A fix would be to wait for a node that is in StateLeader.

pav-kv commented 6 months ago

The n.Status().SoftState.Lead that it collects from all the nodes only represents votes

This statement needs checking. After a quick scan of the code, I see that it might be false. The lead field is updated only when getting messages that only a leader can send.

pav-kv commented 6 months ago

But the problem is in these lines:

raft2024/03/08 13:35:12 INFO: 3 became leader at term 2
...
2024/03/08 13:35:12 raft.2: stop
...
2024/03/08 13:35:12 raft.3: stop

Node 3 is the leader, but it was stopped. However, the test code does not intend to stop the leader, which means we might have detected the leader incorrectly.

MrDXY commented 6 months ago

Hi @pav-kv , based on the log you provided, I think I may have figured out why it will stop a leader.

  1. raft.2 and raft.3 has been stopped in the log.
    • That means the value that waitLeader function returns is 0. (It's not expected, but possible, I'll explain why)
    • Meaning node[0+1] and node[0+2](The Leader) will be stoped.
  2. In the log you provided, raft.node3 is elected as a Leader, and in the very next few lines, raft.node5 confirms it has a new Leader
    • That means, both raft.node3 and raft.node5 hves updated their raft.lead to 3.
  3. In the function, waitLeader,
    
    for i, n := range ns {
    lead := n.Status().SoftState.Lead
    if lead != 0 {
        l[lead] = struct{}{}
        if n.id == lead {
            lindex = i
        }
    }
    }
    if len(l) == 1 {
    return lindex
    }

- Let's say, i is 4 now, and the leader of node[4] has changed from 0 to 3 in step2
- So `l[lead] = struct{}{}` will be executed.  
- But `n.id == lead` is false, lindex still equals 0.
- The iteration ends, and `len(l)` now equals 1.
- This function will return lindex, which is 0.
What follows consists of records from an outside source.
PR #541, opened 2024-11-15
Fluidly link sketch and browse pages

dabreegster:
This PR adapts the ideas in https://github.com/acteng/atip/tree/show-local-sketches-browse-page. The browse page has new controls to import all local sketches as new layers. The user can then jump to the sketch tool and edit one of those sketches.

Demo: https://acteng.github.io/atip/ss_sb_integration

Design decisions I'm not entirely sure about:
- The phrasing generally. "Your ATF/LCWIP schemes"? I started to use "local", but that word is very overloaded.
- Should we have layers for both "your ATF" and "your LCWIP", or just one "your sketches" layer? The reasons for splitting them for the main data may not make as much sense for the (presumably small) amount of local sketches.
- Can the filters be cleaned up for local ATF data? We won't ever have funding programme or milestone info, because there's no join with external data for local sketches.
- When editing a file from browse, if it comes from the main data, you edit a _copy_. If it comes from locally, you edit the local file. That local file might have multiple schemes, even though you only selected one from browse.

### DIFF
--- a/src/lib/browse/schemes/SchemesLayer.svelte
+++ b/src/lib/browse/schemes/SchemesLayer.svelte
@@ -5,10 +5,11 @@
     FileInput,
     Select,
     CheckboxGroup,
+    SecondaryButton,
   } from "govuk-svelte";
   import { appVersion, Legend, WarningIcon } from "lib/common";
   import LoadRemoteSchemeData from "./LoadRemoteSchemeData.svelte";
-  import { setupSchemes } from "./data";
+  import { importAllLocalSketches, setupSchemes } from "./data";
   import Filters from "./Filters.svelte";
   import {
     atfSchemesGj,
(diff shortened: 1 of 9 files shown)


src/lib/browse/schemes/SchemesLayer.svelte
```diff
@@ -30,29 +35,47 @@
 
   let errorMessage = "";
 
-  let atfName = "atf_schemes";
-  let atfTitle = "ATF schemes";
-  let atfShow = showHideLayer(atfName);
-  let atfStyle = "fundingProgramme";
-  $: [atfColor, atfLegend] = pickStyle(atfStyle);
+  let mainAtfName = "main_atf_schemes";
```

Another thing is, it is also possible that `n.Status()` could be blocked if the event loop in the `run` function does not handle the status channel in time, potentially allowing for the 4th iteration takes more time to execute, and give time for the Leader update. Meaning 3th iteration still don't have a Leader, while 4th iteration elected one.(Not sure about this)
MrDXY commented 6 months ago

Hi @pav-kv , I would like to submit a pull request to address this issue. My proposed solution involves using -1 as the initial value of 'lindex' to prevent confusion between 'not found' and 'first element'. The code would look something like this. Would this solution be acceptable to you?

func waitLeader(ns []*node) int {
    var l map[uint64]struct{}   
    // Use -1 instead of 0 to avoid confusion between 'not found' and 'first element'.
    var lindex = -1

    for {
        l = make(map[uint64]struct{})

        for i, n := range ns {
            lead := n.Status().SoftState.Lead
            if lead != 0 {
                // Set l[lead] if lead != 0 to detect a two-leader case. Since a follower can also have an old leader.
                l[lead] = struct{}{}
                // Update lindex when a node itself becomes a leader to avoid setting a follower's old leader as lindex.
                if n.id == lead {
                    lindex = i
                }
            }
        }

        if len(l) == 1 && lindex != -1 {
            return lindex
        }
    }
}
MrDXY commented 5 months ago

Hi @pav-kv , Whenever you get a chance, would you mind taking a look at this proposal? No pressure at all, I'd just really appreciate your input and ideas. Thanks!